The hullabaloo aroused everybody on the lower floor of the hotel, and maids, waiters, and kitchen help, as well as the early risen guests, came running to the front porch.

Lastly appeared Captain Ozias Littlefield, who had been shaving and had one side of his face masked with lather, while he flourished his razor in his hand.

"Belay all!" cried he, clumping forward. "What's afoul the ship hawse now?"

"Take this dog off'n me, Ozy Littlefield!" shouted the red-faced man. "Gimme that razor and I'll near 'bout chop his head off!"

At that terrible threat Carolyn shrieked again. Prince held his firm grip on the leg, and the red-faced man kicked out more strenuously than before. He actually kicked himself over backward and landed with a crash on the porch floor.

The straps holding the wooden leg to the stump of his real leg broke, and the dog flew off at a tangent, still gripping the timber in his jaws.

"What th' Dancing Doolittles!" yelled the old fellow, lying there on his back. "Now see what that dog's done."

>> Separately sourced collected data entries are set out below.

PR #314, opened 2021-01-25
Optimize manifest downloading behavior

### LINKED ISSUE #313: Plugins Manager check connection message pops up despite manifest loaded
@taooceros getting this message occasionally despite plugins manager's manifest is loaded, any idea why?

https://github.com/Flow-Launcher/Flow.Launcher/blob/5dd12d212b57d2c752c09e8539752d1138be326b/Plugins/Flow.Launcher.Plugin.PluginsManager/Main.cs#L41-L52

taooceros:
This branch is intended to fix #313, but haven't done that job.

1. Don't await download manifest when it is unavailable, but only await when calling install method to allow user using uninstall when manifest is not ready.


jjw24:
@taooceros consistently hitting this in vs debug:
image

jjw24:
this does not happen with dev branch

taooceros:
Oh, it was canceled? I will take a look on why this is canceled because it is not supposed to be canceled.

taooceros:
> this does not happen with dev branch

So you mean that this PR fix it?

jjw24:
No as in the dev branch doesn't run into this cancellation

taooceros:
> No as in the dev branch doesn't run into this cancellation

I am not sure about why there exists the cancellation, because the Get method should not include a cancellation.

taooceros:
@jjw24 I still don't understand why there will be cancellation...... Is this replicable? If it is, would you please check whether the manifest has been downloaded successfully? If it has downloaded successfully but canceled, let me make the error message only appears on fault?

jjw24:
I can replicate, will take a look, but I won't be able to do it until later tonight or tomorrow. In the mean time let's roll out the release because I have tested it for a while and haven't run into any issues so pretty comfortable with it. This change can go out with the next release.

What do you think?

taooceros:
> I can replicate, will take a look, but I won't be able to do it until later tonight or tomorrow. In the mean time let's roll out the release because I have tested it for a while and haven't run into any issues so pretty comfortable with it. This change can go out with the next release.
> 
> What do you think?

Yeah, sure. I also quite excited on the new 1.7.0 release, as it brought out the new plugin model.

taooceros:
Or maybe you can just merge the optimization, and let's solve the issue next time.

jjw24:
> Or maybe you can just merge the optimization, and let's solve the issue next time.

I would definitely not be comfortable with this issue if I can replicate it with this PR and not with the dev branch build haha

taooceros:
> > Or maybe you can just merge the optimization, and let's solve the issue next time.
> 
> I would definitely not be comfortable with merging with this issue outstanding if I can replicate it with this PR and not with the dev branch build haha

Haha great. Let's keep it with next release!

jjw24:
I have not experienced issue 313 anymore, do we still want to make this change?

taooceros:
> I have not experienced issue 313 any more, do we still want to make this change? 

Ah yes, I have made a couple changes to make the singleton works better. You can take a look on that.

jjw24:
image

Should we add RanToCompletion  as a pass condition as well?

taooceros:
> image
> 
> Should we add RanToCompletion as a pass condition as well?

No, because this is used to keep one task running, so that we won't have multiple tasks to update the manifest. If the task is ended, we need to start a new one.

jjw24:
oh right i see

jjw24 (approved):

"Fer the land's sake, Oly! what kind of a conniption fit do you call this? Can't you keep out o' trouble long enough for me to git shaved an' rid up a mite? I told ye I'd be right out," declared the exasperated Captain Littlefield. "Gimme your hand and let me help you up."

"No use gettin' up with only one laig, Ozy," complained the overturned one. "Git me that timber-toe away from that savage beast. What ye keepin' here—a menagerie 'stead of a hotel, I wanter know?"

"Since ever I knowed ye, Oly Littlefield—an' that was when both of us was in petticuts—you've allus managed to git into trouble more'n any other human bein' I ever met up with. Sit up in this chair like I tell ye, an' I'll git yer laig all right."

Captain Littlefield showed a great deal of latent muscular strength in lifting the bigger man into one of the porch chairs. There he left him, fuming and fussing, while he went to the rescue of the wooden leg.

Carolyn had snapped the leash to Prince's collar and the dog was merely mumbling the wooden leg. He evidently considered the whole business some kind of new play. The little girl's face was almost as red as that of the old fellow who had lost his leg. She felt sure that the trouble had not been of Prince's making; but she feared everybody would blame him.

"Don't you fret yourself, Sissy," said Captain Littlefield, kindly. "Cousin Oly ain't responsible for what he does and says, anyway. He'd oughter been a cook. He's got the temper of one, sure 'nough."